I wish Google also updated Flash-lite to 3.0+, would like to use that for the Explore subagent (which Claude Code uses Haiku for). These subagents seem to be Claude Code's strength over Gemini CLI, which still has them only in experimental mode and doesn't have read-only ones like Explore.

qingcharles - 3 hours ago

I've been playing with the 3.1 Deep Think version of this for the last couple of weeks and it was a big step up for coding over 3.0 (which I already found very good).

It's only February...

WarmWash - 3 hours ago

It seems google is having a disjointed roll out, and there will likely be an official announcement in a few hours. Apparently 3.1 showed up unannounced in vertex at 2am or something equally odd.

Either way early user tests look promising.

vinhnx - 3 hours ago

Model card https://deepmind.google/models/model-cards/gemini-3-1-pro/

clhodapp - 3 hours ago

There's a very short blog post up: https://blog.google/innovation-and-ai/models-and-research/ge...

__jl__ - 3 hours ago

Another preview release. Does that mean the recommended model by Google for production is 2.5 Flash and Pro? Not talking about what people are actually doing but the google recommendation. Kind of crazy if that is the case

mark_l_watson - 3 hours ago

Fine, I guess. The only commercial API I use to any great extent is gemini-3-flash-preview: cheap, fast, great for tool use and with agentic libraries. The 3.1-pro-preview is great, I suppose, for people who need it.

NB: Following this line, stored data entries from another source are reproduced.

Issue #1064, opened 2017-10-03
Merge hifimagnet toolboxes


romainhild:
We need to have all the toolboxes in the same place to be able to:
- merge the non-linear part of the thermoelectric toolbox of hifimagnet into the one of feelpp
- update the magnetostatic toolbox of hifimagnet to match the other toolboxes of feelpp

prudhomm:
Indeed we close the issue.

Trophime:
:+1:

PR #1065, opened 2017-10-03
fix issue #1064

romainhild:
We need to have all the toolboxes in the same place to be able to:

* merge the non-linear part of the thermoelectric toolbox of hifimagnet into the one of feelpp
* update the magnetostatic toolbox of hifimagnet to match the other toolboxes of feelpp


Trophime:
@prudhomm it seems I no longer have access to https://buildkite.com/feelpp/feelpp...

romainhild:
@prudhomm @vincentchabannes @gdolle this branch is ready to merge.
Do we still want it ?

prudhomm:
@romainhild  I think we still want it, we want to integrate the magnetostatic code as well as the other ones and  merge with the feelpp toolboxes.

@vincentchabannes ?

prudhomm:
@romainhild  @Trophime  @vincentchabannes  I merged develop in merge/hifimagnet, let's see what happens.

@romainhild is there a documentation regarding the magnetostatic toolbox?

romainhild:
Indeed we don't need the thermoelectric part anymore, but this pull request was made before.
We have some test indeed in hifimagnet.

For the magneto, the idea was not to keep it that way, but to have it next to the other toolboxes in order to be able to change it to something similar to the others.
The main problem is that it uses the MagnetTools from hifimagnet, for example to set a Dirichlet condition. We need to be able to compile it with or without the MagnetTools.

prudhomm:
At least we have something with the magneto toolbox, we can start from there. This needs to work for hifimagnet and mso4sc. 
@Trophime  @romainhild can we now use the thermo-electric toolbox for hifimagnet, have you tested it? my understanding is that, it should now support all features required for hifimagnet (multi-materials + non-linear).
If that works, then we only extract the magneto part and have it as a toolbox for now until we have a proper implementation. 
That way we have all the toolboxes in feel++  and hifimagnet puts them together to solve the hifimagnet problems

prudhomm:
@romainhild @Trophime  I would suggest that the magnetostatic part is extracted 

Moreover, have you tested the thermo-electric toolbox model? have you tried that on an LNCMI testcase?
I would think that we need to do that very soon with MSO4SC ending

Off topic, but I like to run small models on my own hardware, and some small models are now very good for tool use and with agentic libraries - it just takes a little more work to get good results.

ChrisArchitect - an hour ago

More discussion: https://news.ycombinator.com/item?id=47075318

denysvitali - 3 hours ago

Where is Simon's pelican?

msavara - 3 hours ago

Somehow doesn't work for me :) "An internal error has occurred"

makeavish - 3 hours ago

I hope to have great next two weeks before it gets nerfed.

Topfi - 3 hours ago

Appears the only difference to 3.0 Pro Preview is Medium reasoning. Model naming has long gone from even trying to make sense, but considering 3.0 is still in preview itself, increasing the number for such a minor change is not a move in the right direction.

- 2 hours ago
[deleted]
cmrdporcupine - 3 hours ago

Doesn't show as available in gemini CLI for me. I have one of those "AI Pro" packages, but don't see it. Typical for Google, completely unclear how to actually use their stuff.

saberience - 3 hours ago

I always try Gemini models when they get updated with their flashy new benchmark scores, but always end up using Claude and Codex again...

I get the impression that Google is focusing on benchmarks but without assessing whether the models are actually improving in practical use-cases.

I.e. they are benchmaxing

Gemini is "in theory" smart, but in practice is much, much worse than Claude and Codex.

rohithavale3108 - 4 hours ago

[flagged]

techgnosis - 3 hours ago

I'd love a new Gemini agent that isn't written with Node.js. Not sure why they think that's a good distribution model.